Kegiatan ini merupakan kegiatan kolaborasi antara Komunitas GUSDURian Sumenep, Komunitas Literasi Damar Korong, dan Lesbumi MWCNU Kecamatan Gapura, dengan mengangkat tajuk “Safari Literasi dan Bedah Buku”.
Diskusi ini dihadiri oleh perwakilan komunitas literasi dan aktivis agraria di Kabupaten Sumenep. Tujuan dilaksanakannya kegiatan ini untuk menumbuhkembangkan spirit budaya literasi melalui karya sastra, membangun kesadaran pentingnya merawat tanah dan kearifan lokal, serta membangun jejaring kebudayaan antarpenulis sastra dan aktivis sosial-budaya.
Abdul Warits, yang didaulat menjadi pembedah buku dalam kegiatan ini mengatakan, buku yang ditulis oleh Khairul Umam ini sangat relevan dengan isu prioritas di komunitas GUSDURian, yaitu lingkungan dan perubahan iklim. Salah satu yang dipotret adalah bagaimana efek dari limbah tambak udang yang mencemari lingkungan dan nasib tanah milik warga yang tercemari sehingga tidak produktif.
Lebih lanjut, ia mengapresiasi terbitnya buku ini karena masih ada penulis yang peka terhadap isu dan realitas sosial masyarakat yang dikemas melalui karya sastra.
“Saya teringat dengan Pram saat menyampaikan sejarah tentang mundurnya maritim Indonesia yang dikemas dalam novel Arus Balik. Pram mengemas novel tebal tersebut dalam bentuk karya sastra biar dibaca oleh semua kalangan, termasuk yang dilakukan oleh Khairul Umam dalam antologi cerpen ini yang menyoroti isu lingkungan dan agraria di masyarakat kita,” kata penggerak GUSDURian ini.
Sementara itu, A. Zainul Hasan sebagai pembanding dalam forum mengatakan bahwa Bisikan Tanah yang ditulis oleh Khairul Umam memang memotret persoalan atau realitas yang terjadi saat ini, seperti fenomena warga yang mengadu kepada kiai dan kepala desa mengenai persoalan agraria.
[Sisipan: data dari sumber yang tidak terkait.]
PR #3679, opened 2022-02-03
fix: update catch to 2.13.5 to fix glibc 2.34 failures

mgorny:
## Description

Update the downloaded Catch version to 2.13.8, in order to fix build
failure on glibc 2.34:

```
In file included from /usr/include/signal.h:328,
                 from /tmp/pybind11/.nox/tests-3-9/tmp/tests/catch/catch.hpp:8030,
                 from /tmp/pybind11/tests/test_embed/catch.cpp:13:
/tmp/pybind11/.nox/tests-3-9/tmp/tests/catch/catch.hpp:10818:58: error: call to non-‘constexpr’ function ‘long int sysconf(int)’
10818 |     static constexpr std::size_t sigStackSize = 32768 >= MINSIGSTKSZ ? 32768 : MINSIGSTKSZ;
      |                                                          ^~~~~~~~~~~
In file included from /usr/include/python3.9/Python.h:36,
                 from /tmp/pybind11/include/pybind11/detail/common.h:215,
                 from /tmp/pybind11/include/pybind11/pytypes.h:12,
                 from /tmp/pybind11/include/pybind11/cast.h:13,
                 from /tmp/pybind11/include/pybind11/attr.h:13,
                 from /tmp/pybind11/include/pybind11/pybind11.h:13,
                 from /tmp/pybind11/include/pybind11/embed.h:12,
                 from /tmp/pybind11/tests/test_embed/catch.cpp:4:
/usr/include/unistd.h:640:17: note: ‘long int sysconf(int)’ declared here
  640 | extern long int sysconf (int __name) __THROW;
      |                 ^~~~~~~
In file included from /tmp/pybind11/tests/test_embed/catch.cpp:13:
/tmp/pybind11/.nox/tests-3-9/tmp/tests/catch/catch.hpp:10877:45: error: size of array ‘altStackMem’ is not an integral constant-expression
10877 |     char FatalConditionHandler::altStackMem[sigStackSize] = {};
      |                                             ^~~~~~~~~~~~
```

### DIFF
--- a/.github/workflows/ci.yml
+++ b/.github/workflows/ci.yml
@@ -932,7 +932,7 @@ jobs:
       run: git clean -fdx
 
     - name: Configure C++14
-      run: cmake -G "MinGW Makefiles" -DCMAKE_CXX_STANDARD=14 -S . -B build2
+      run: cmake -G "MinGW Makefiles" -DCMAKE_CXX_STANDARD=14 -DDOWNLOAD_CATCH=ON -S . -B build2
 
     - name: Build C++14
       run: cmake --build build2 -j 2
@@ -950,7 +950,7 @@ jobs:
       run: git clean -fdx
 
     - name: Configure C++17
-      run: cmake -G "MinGW Makefiles" -DCMAKE_CXX_STANDARD=17 -S . -B build3
+      run: cmake -G "MinGW Makefiles" -DCMAKE_CXX_STANDARD=17 -DDOWNLOAD_CATCH=ON -S . -B build3
 
     - name: Build C++17
       run: cmake --build build3 -j 2
--- a/.github/workflows/ci.yml
+++ b/.github/workflows/ci.yml
@@ -44,7 +44,7 @@ jobs:
             python: '3.6'
             args: >
               -DPYBIND11_FINDPYTHON=ON
-              -DPYBIND11_DEFINE_UNDERSCORE=ON
+              -DCMAKE_CXX_FLAGS="-D_=1"
           - runs-on: windows-latest
             python: '3.6'
             args: >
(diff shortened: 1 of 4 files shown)


henryiii (approved):

Skylion007:
Do we not need to update anything with the DOWNLOAD_CATCH cmake code?

henryiii:
Hmmm,

```
/home/runner/work/pybind11/pybind11/tests/catch/catch.hpp: In member function ‘void Catch::RunContext::invokeActiveTestCase()’:
[23](https://github.com/pybind/pybind11/runs/5053666845?check_suite_focus=true#step:11:23)
<command-line>: error: expected unqualified-id before numeric constant
```

Not very descriptive.

henryiii:
https://github.com/catchorg/Catch2/commit/8f277a54c0b9c1d1024dedcb2dec1d206971e745 broke this, I've submitted a fix in https://github.com/catchorg/Catch2/pull/2364.

henryiii:
I think we can go to 2.13.5, around 2.13.6 introduced the bug. What version fixes this? Was it the constexpr change in 2.13.8?

mgorny:
Thank you for your help. I've confirmed that 2.13.5 is good enough (2.13.4 is still broken). Let's hope it doesn't have that bug yet.

henryiii:
It turns out, by using `git grep '\<_\>' src/* include/*`, that 2.13.5 introduced the bug. So 2.13.4 would be valid to update to, but anything past that is broken.

Skylion007:
Hmm, the test that is broken seems to be because our CMake system doesn't force the remaining CI to downgrade catch. Thoughts @henryiii ?

henryiii:
There is no working version. 2.13.4 doesn't support GLIBC 2.34 and 2.13.5 introduced the lock that has a `_` name.

mgorny:
For the record, I'm not in a hurry to have this fixed (as normally I use system catch), so personally I'm fine with waiting for a fixed Catch version.

henryiii:
Okay, I think I have an option that is working. It's not testing `_` for the embed test anymore, which avoids our only use of Catch2 - not ideal to loose some coverage, but maybe necessary. I'd kind of like to intentionally break it to make sure it's actually still working, but I _think_ it is.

“Makanya ini kemudian menjadi semangat ‘sastra melawan’ melalui karya buku antologi cerpen ini. Ada beberapa yang menarik dari isi buku antologi cerpen ini, terutama bagaimana penulis menggunakan parodi, tetapi parodi ini berbuah perenungan. Misalnya di judul cerpen ‘Makam-Makam yang Digusur’. Jadi, penggusuran tanah bukan hanya berdampak terhadap yang hidup, bahkan yang mati juga,” kata pria yang aktif di FNKSDA Sumenep ini.
Sementara itu, Khairul Umam, penulis buku menyebutkan bahwa menulis sastra atau menulis cerpen merupakan bentuk penggabungan antara berpikir dan merenung. Lebih lanjut, alumnus Universitas Gadjah Mada (UGM) Yogyakarta ini mengatakan bahwa karya fiksi dari imajinasi itu bukan sesuatu yang bohong, tetapi mencoba merenungi apa yang coba dipikirkan atau apa yang dirasakan oleh penulis.
“Manusia adalah makhluk yang penuh dengan simbol. Maka perkembangan ilmu di Barat, kebanyakan mengambil dari mitos. Saya mencoba meramu mitos-mitos itu di dalam antologi cerpen ini dengan semangat perlawanan, sehingga mitos itu tidak hanya selesai sebagai mitos, tetapi menjadi fakta baru,” pungkasnya.